Le gouvernement a déclenché une guerre qui a fait monter le prix du carburant. Le gouvernement a imposé des droits de douane qui ont fait monter le prix des marchandises. Les propres tribunaux du gouvernement ont déclaré ces droits illégaux, et le gouvernement les a rétablis le jour même. La banque centrale ne peut pas baisser les taux d’intérêt pour relancer l’économie, parce que la guerre et les droits de douane poussent les prix à la hausse, et une baisse des taux les pousserait plus haut encore. Elle ne peut pas relever les taux pour contrôler les prix, parce que l’immobilier commercial, le crédit privé et une large part de l’économie américaine portent une dette si lourde que des taux plus élevés déclencheraient une cascade de défauts. Le gouvernement est pris au piège entre l’inflation qu’il a créée et la crise de la dette qu’il a permise.

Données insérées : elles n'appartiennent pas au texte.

PR #3188, opened 2026-08-13
fix(storage): atomic artifact writes + typed disk-full error (FND-318)

cmgrote:
Closes [FND-318](https://linear.app/atlan-epd/issue/FND-318/atomic-artifact-writes-typed-disk-full-error-in-the-sdk-so-a-partial). The producer half of [FND-306](https://linear.app/atlan-epd/issue/FND-306), whose SDK work (#3171) validates every transfer and still cannot fix the reported incidents.

## The bug

A write that fails part-way leaves a truncated file **at the artifact's real name**. Nothing downstream can tell it from a correct one, so it is carried forward, uploaded, and integrity-checked against its own truncated bytes. The failure surfaces much later inside a *consuming* app's parser, at a byte offset identical on every retry — which is exactly what makes it read as a consumer bug.

FND-306 could not close this. The sidecar attests to the bytes the SDK read at upload time, not to the artifact being complete: exactly the intended bytes moved, so every check passes.

The SDK already knew the `temp → fsync → os.replace` idiom and applied it to **its own bookkeeping only** — the resume checkpoint (`storage/chunked.py`) and the local secrets file (`handler/service.py`). Every artifact an *app* produced was written direct-to-final-name. This inverts that back: an app should have to go out of its way (a raw `open()`) to produce a partial artifact, not go out of its way to avoid one.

C’est la spirale de l’idiotie catastrophique. La guerre était une décision. Les droits de douane aussi. La déréglementation qui a engendré la bulle du système bancaire parallèle aussi. Le refus de planifier ce qui arrive quand le secteur de l’IA tente d’absorber le réseau électrique d’un pays qui vient de déclencher une guerre dans le golfe Persique aussi. Ce sont des choix faits dans des bureaux par des gens bardés de diplômes et entourés de conseillers, et chaque coût a été transféré à la classe ouvrière.
Jean-Marc Deschamps est membre du Secrétariat politique du Comité exécutif de l’Internationale communiste et ancien ouvrier de chantier naval et délégué syndical CGT à Saint-Nazaire.